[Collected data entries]
== Segment start ==
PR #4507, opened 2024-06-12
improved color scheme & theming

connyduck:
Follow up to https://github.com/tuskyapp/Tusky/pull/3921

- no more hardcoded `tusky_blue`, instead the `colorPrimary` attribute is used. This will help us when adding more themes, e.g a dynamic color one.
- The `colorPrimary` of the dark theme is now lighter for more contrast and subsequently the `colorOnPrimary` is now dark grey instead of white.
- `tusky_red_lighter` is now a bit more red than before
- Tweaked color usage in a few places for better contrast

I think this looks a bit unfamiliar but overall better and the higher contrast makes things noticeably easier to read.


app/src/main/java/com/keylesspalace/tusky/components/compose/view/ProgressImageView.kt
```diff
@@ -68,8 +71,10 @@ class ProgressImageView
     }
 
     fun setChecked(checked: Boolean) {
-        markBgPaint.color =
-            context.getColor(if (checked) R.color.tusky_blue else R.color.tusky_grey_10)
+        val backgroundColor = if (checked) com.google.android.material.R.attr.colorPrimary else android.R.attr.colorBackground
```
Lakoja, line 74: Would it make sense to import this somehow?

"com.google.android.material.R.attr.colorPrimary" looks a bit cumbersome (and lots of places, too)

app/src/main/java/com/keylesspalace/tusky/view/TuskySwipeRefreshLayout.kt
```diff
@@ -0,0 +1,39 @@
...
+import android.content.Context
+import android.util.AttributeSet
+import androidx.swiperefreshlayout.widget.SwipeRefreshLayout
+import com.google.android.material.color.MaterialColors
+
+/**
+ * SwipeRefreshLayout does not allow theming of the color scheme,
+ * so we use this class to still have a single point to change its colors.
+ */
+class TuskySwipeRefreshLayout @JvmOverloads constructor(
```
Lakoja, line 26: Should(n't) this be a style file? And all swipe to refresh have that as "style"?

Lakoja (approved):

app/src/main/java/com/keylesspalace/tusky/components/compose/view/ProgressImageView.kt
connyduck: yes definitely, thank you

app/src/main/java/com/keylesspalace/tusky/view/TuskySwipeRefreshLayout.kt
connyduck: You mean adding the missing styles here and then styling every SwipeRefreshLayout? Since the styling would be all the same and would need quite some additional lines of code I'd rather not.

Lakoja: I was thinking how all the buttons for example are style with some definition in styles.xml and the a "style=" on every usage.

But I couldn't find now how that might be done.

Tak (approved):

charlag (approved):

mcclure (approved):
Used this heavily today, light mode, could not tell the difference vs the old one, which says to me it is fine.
== Segment end ==
Exercise requirements =>
Please restate every record above word for word.

Written response =>
PR #4507, opened 2024-06-12
improved color scheme & theming

connyduck:
Follow up to https://github.com/tuskyapp/Tusky/pull/3921

- no more hardcoded `tusky_blue`, instead the `colorPrimary` attribute is used. This will help us when adding more themes, e.g a dynamic color one.
- The `colorPrimary` of the dark theme is now lighter for more contrast and subsequently the `colorOnPrimary` is now dark grey instead of white.
- `tusky_red_lighter` is now a bit more red than before
- Tweaked color usage in a few places for better contrast

I think this looks a bit unfamiliar but overall better and the higher contrast makes things noticeably easier to read.


app/src/main/java/com/keylesspalace/tusky/components/compose/view/ProgressImageView.kt
```diff
@@ -68,8 +71,10 @@ class ProgressImageView
     }
 
     fun setChecked(checked: Boolean) {
-        markBgPaint.color =
-            context.getColor(if (checked) R.color.tusky_blue else R.color.tusky_grey_10)
+        val backgroundColor = if (checked) com.google.android.material.R.attr.colorPrimary else android.R.attr.colorBackground
```
Lakoja, line 74: Would it make sense to import this somehow?

"com.google.android.material.R.attr.colorPrimary" looks a bit cumbersome (and lots of places, too)

app/src/main/java/com/keylesspalace/tusky/view/TuskySwipeRefreshLayout.kt
```diff
@@ -0,0 +1,39 @@
...
+import android.content.Context
+import android.util.AttributeSet
+import androidx.swiperefreshlayout.widget.SwipeRefreshLayout
+import com.google.android.material.color.MaterialColors
+
+/**
+ * SwipeRefreshLayout does not allow theming of the color scheme,
+ * so we use this class to still have a single point to change its colors.
+ */
+class TuskySwipeRefreshLayout @JvmOverloads constructor(
```
Lakoja, line 26: Should(n't) this be a style file? And all swipe to refresh have that as "style"?

Lakoja (approved):

app/src/main/java/com/keylesspalace/tusky/components/compose/view/ProgressImageView.kt
connyduck: yes definitely, thank you

app/src/main/java/com/keylesspalace/tusky/view/TuskySwipeRefreshLayout.kt
connyduck: You mean adding the missing styles here and then styling every SwipeRefreshLayout? Since the styling would be all the same and would need quite some additional lines of code I'd rather not.

Lakoja: I was thinking how all the buttons for example are style with some definition in styles.xml and the a "style=" on every usage.

But I couldn't find now how that might be done.

Tak (approved):

charlag (approved):

mcclure (approved):
Used this heavily today, light mode, could not tell the difference vs the old one, which says to me it is fine.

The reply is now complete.